PR #5802, opened 2026-09-15
[PNP-10161] Remove support for embedded about pages from topic

KludgeKML:

## What

Removes support for embedded about pages in topical events (added in https://github.com/alphagov/frontend/pull/5612). This is not a simple revert, because we are also removing flexible-page-style rendering from these about pages.

Before this PR, we had two methods of rendering about pages:
- standalone content items rendered as flexible pages
- embedded about pages rendered in the standard model->presenter->layout manner.

After this PR we will have one method:
- standalone content items rendered in the standard model->presenter->layout manner.

## Why

1) We're moving away from flexible pages as a concept internal to Frontend - it's better to have more standard and simpler methods of page-building, and flexibility is in the entire system of creation (there will be some support for re-orderable blocks, but they will be limited to body rendering and handled in a different way).
2) Embedded about pages were never actually implemented in/published from Whitehall, so this code is effectively orphaned.

Jira card: https://gov-uk.atlassian.net/browse/PNP-10161

## Visual changes

None

(Compare https://www.gov.uk/government/topical-events/western-balkans-summit-london-2018/about with https://govuk-frontend-app-pr-5802.herokuapp.com/government/topical-events/western-balkans-summit-london-2018/about)


sairamya93 (approved):
Looks good 👍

### YOUR ASSIGNMENT
For the material above, produce a word-for-word copy.

### COMPLETED EXERCISE
PR #5802, opened 2026-09-15
[PNP-10161] Remove support for embedded about pages from topic

KludgeKML:

## What

Removes support for embedded about pages in topical events (added in https://github.com/alphagov/frontend/pull/5612). This is not a simple revert, because we are also removing flexible-page-style rendering from these about pages.

Before this PR, we had two methods of rendering about pages:
- standalone content items rendered as flexible pages
- embedded about pages rendered in the standard model->presenter->layout manner.

After this PR we will have one method:
- standalone content items rendered in the standard model->presenter->layout manner.

## Why

1) We're moving away from flexible pages as a concept internal to Frontend - it's better to have more standard and simpler methods of page-building, and flexibility is in the entire system of creation (there will be some support for re-orderable blocks, but they will be limited to body rendering and handled in a different way).
2) Embedded about pages were never actually implemented in/published from Whitehall, so this code is effectively orphaned.

Jira card: https://gov-uk.atlassian.net/browse/PNP-10161

## Visual changes

None

(Compare https://www.gov.uk/government/topical-events/western-balkans-summit-london-2018/about with https://govuk-frontend-app-pr-5802.herokuapp.com/government/topical-events/western-balkans-summit-london-2018/about)


sairamya93 (approved):
Looks good 👍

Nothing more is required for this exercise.